# gtx 550ti vs 7770



## camoxiong (Feb 17, 2012)

I was just wondering which one is better? I notice that the gtx 550ti has 192bit and the 7770 has 128bit. The 7770 clock speed is faster than 550ti. So, which one is better?


----------



## ViperXTR (Feb 17, 2012)

tests and reviews says HD 7770 is better, even in heavy AA and high resolution that stresses the memory bandwidth and ROPs. Both cards uses different architecture and memory optimizations so direct comparison isn't necessarily accurate. The HD 7750 is more on par with the GTX 550 Ti.


----------



## timma (Feb 17, 2012)

buy 7770 OC>GTX 550 Ti OC
likes gigabyte default core clock is 1100Mhz!


----------



## SonDa5 (Feb 17, 2012)

GTX 560 SE is more of a direct competitor for the class.


----------



## TC-man (Feb 17, 2012)

SonDa5 said:


> GTX 560 SE is more of a direct competitor for the class.

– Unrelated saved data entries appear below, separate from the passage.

PR #198, opened 2022-05-22
import downstream cluster via access + secret token

strowi:
This replaces #176 and allow the programmatical import of clusters by the use of access + secret token.
Furthermore it will allow to use the rancher2-provider to install more rancher-addons from their catalog (e.g. monitoring, logging-charts..).

(By using hdns for the racher dns-records + a local-exec  "while .. nslookup rancher-ui" it would even be possible to do both with 1 terraform-plan).

On destroy this will obviously fail  if the rancher-ui server is non-responsive/has already been deleted. But this usually shouldn't happen. 

@mysticaltech as already mentioned, please check. Especially regarding the provider-setup - i'm not sure i have the new layout already internalized. Hopre this one goes smoother than the previous one.;)

### DIFF
--- a/init.tf
+++ b/init.tf
@@ -67,6 +67,15 @@ resource "null_resource" "first_control_plane" {
   ]
 }
 
+# create the cluster in rancher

I heard the news yesterday that a GTX 560 SE is going to be released by nVidia to compete against AMD's HD 7700 series. I hope there will be reviews here at Techpowerup. In short the GTX 560 SE is similar to the GTX 460 SE where 2 SMs are disabled,which means it got 288 SP and 48 TMU. More info (source): http://vr-zone.com/articles/nvidia-preparing-geforce-gtx-560-se/14908.html


----------



## DarkOCean (Feb 17, 2012)

just buy a 6850 or 6870


----------



## ViperXTR (Feb 18, 2012)

TC-man said:


> I heard the news yesterday that a GTX 560 SE is going to be released by nVidia to compete against AMD's HD 7700 series. I hope there will be reviews here at Techpowerup. In short the GTX 560 SE is similar to the GTX 460 SE where 2 SMs are disabled,which means it got 288 SP and 48 TMU. More info (source): http://vr-zone.com/articles/nvidia-preparing-geforce-gtx-560-se/14908.html



GTX 560 SE also has lower memory bandwidth and ROP count than GTX 460 SE (460 SE has 32 ROPs and 256bit memory interface while 560 SE has 24 ROP and 192bit memory, just like the GTX 550 Ti), default clocks not compensatin to the low ROP and memory bandwidth but has advantage in TMU, meh both can be clocked higher anyway


----------



## camoxiong (Feb 18, 2012)

so, basically the 7770 is better than the 550ti


----------



## erocker (Feb 18, 2012)

camoxiong said:


> so, basically the 7770 is better than the 550ti



Why not look at some reviews? It's much easier to come up with your answer than asking others that will basically look up there reviews anyways. The higher the FPS in the charts is the winnar.


550ti:
http://www.techpowerup.com/reviews/Palit/GeForce_GTX_550_Ti_Sonic/
http://www.techpowerup.com/reviews/MSI/GeForce_GTX_550_Ti_Cyclone_II/
http://www.techpowerup.com/reviews/Zotac/GeForce_GTX_550_Ti_Amp_Edition/
http://www.techpowerup.com/reviews/Zotac/GeForce_GTX_550_Ti_Amp_Edition/

HD 7770:
http://www.techpowerup.com/reviews/AMD/HD_7770/
http://www.techpowerup.com/reviews/XFX/HD_7770_Black_Edition_Super_Overclock/
http://www.techpowerup.com/reviews/ASUS/HD_7770_DirectCU/
http://www.techpowerup.com/reviews/MSI/HD_7770_OC/


----------



## airbud7 (Feb 20, 2012)

DarkOCean said:


> just buy a 6850 or 6870



Soo True...6850 can be had for $139.00...


----------



## Completely Bonkers (Feb 20, 2012)

Get the 7770 for the power and heat savings. After one year of use, you will save $ on electricity bills, and you will reduce the heat generation within the PC helping to keep temperatures of all equipment cooler.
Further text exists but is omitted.